莫裡醫生沒再說話,看着薄嚴城簽完最後一份同意書,幹脆地站起來:“好,那就開始第一次的臨床診療。”
總裁辦。
溫晚栀回到工位就開始着手操辦設計師簽約的事,但心裡總是靜不下來。
薄嚴城肯定已經到了湖畔診所,說不定已經開始診療了。
她心裡空落落的,不能踏實。
盯着手機,無謂地等着那不會發來的信息。
想給薄嚴城發個信息問問情況,又覺得自己根本沒有這個權利。
糾結的情緒壓得她喘不過氣,到露台喘口氣,放空腦子。
到了露台,向依然竟然站在那,似乎是剛打過電話,正若有所思地抱臂看着遠方出神。
溫晚栀皺了皺眉,不打算和她正面交鋒,向依然卻剛好轉身,冷冷一笑。
“喲,這不是溫總監。看來合同的事情處理完了,都有空來偷閑了。”
溫晚栀也不示弱,幹脆幾步迎上去,倒是把向依然唬得身子一震。
“向特助,要不是拜您所賜,我們也不會加班處理爛攤子。你不如還是想想,怎麼處理好大秀贊助的事吧。”
每次大型活動,董辦都負責對外聯絡,和贊助商洽談,而大秀的贊助商打理任務,自然落在了向依然頭上。

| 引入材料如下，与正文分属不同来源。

PR #1626, opened 2018-02-15
Fix icon examples

### LINKED ISSUE #1623: [sample code] animatedicons.py not working if mng is not supported

vallsv:
- Merge animated and non-animated icons into the same example
- `animatedIcons.py` could be used to help testing different kind of animation class, but i remove it
- It is there on the history, in case.

Closes #1623


vallsv:
There is not much changes in the icons.py one. I will remove the other one.

vallsv:
PR updated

向依然挑挑眉,故作驚訝地一拍額頭:“哦,對了,都忘了和你說。下周五,贊助商晚宴,溫總監到時候可要拿出像樣的作品來。”
溫晚栀心裡一沉。
剛剛算是搞定了設計師的事,這麼快就要開贊助商晚宴,她哪裡來的時間出作品?
時間趕這麼急,明明就是要刁難她。
向依然莞爾一笑:“當然,溫總監要是來不及,我會和贊助商說明。”
溫晚栀轉身打算離開,也笑着回了最後一句:“不必,向特助管好自己的事就好。”
攥着的手機一震,溫晚栀掃了一眼屏幕,神色大驚。
“喂?薄嚴城,你怎麼樣?”
電話那頭的男人似乎笑了一下,聲音卻啞得可怕。
“還好。嗯……也不太好。”
溫晚栀呼吸一滞:“薄嚴城,你别打啞謎。到底怎麼了?”
薄嚴城笑了笑,卻像是呼吸紊亂了一般咳了幾聲,半晌才開口。
“來湖畔診所接我吧。”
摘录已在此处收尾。